▶ [Entries provided]:
PR #299, opened 2025-05-12
Implement exposing/enforcing coordinator for request

### LINKED ISSUE #242: Implement enforcing coordinator for the request execution.
Methods:
- `cass_statement_set_host`
- `cass_statement_set_host_n`
- `cass_statement_set_host_inet`
- `cass_statement_set_node`

Waits for https://github.com/scylladb/scylla-rust-driver/issues/1031.

### LINKED ISSUE #249: Implement `cass_future_coordinator`
It waits for https://github.com/scylladb/scylla-rust-driver/issues/1030 on rust-driver side.

muzarski:
Fixes: https://github.com/scylladb/cpp-rust-driver/issues/249, Fixes: https://github.com/scylladb/cpp-rust-driver/issues/242
Ref: #132 

## Implemented methods:
- `cass_statement_set_host`
- `cass_statement_set_host_n`
- `cass_statement_set_host_inet`
- `cass_statement_set_node`
- `cass_future_coordinator`

## Problems with implementing `cass_future_coordinator`
`cass_future_coordinator` returns `CassNode*` which should be borrowed from `CassFuture` and live as long as underlying `CassResult` lives.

▶ [What you will do]: Among the lines above, which hold the word "LINKED"? Report each one.

▶ [Answer to this problem]:
### LINKED ISSUE #242: Implement enforcing coordinator for the request execution.
### LINKED ISSUE #249: Implement `cass_future_coordinator`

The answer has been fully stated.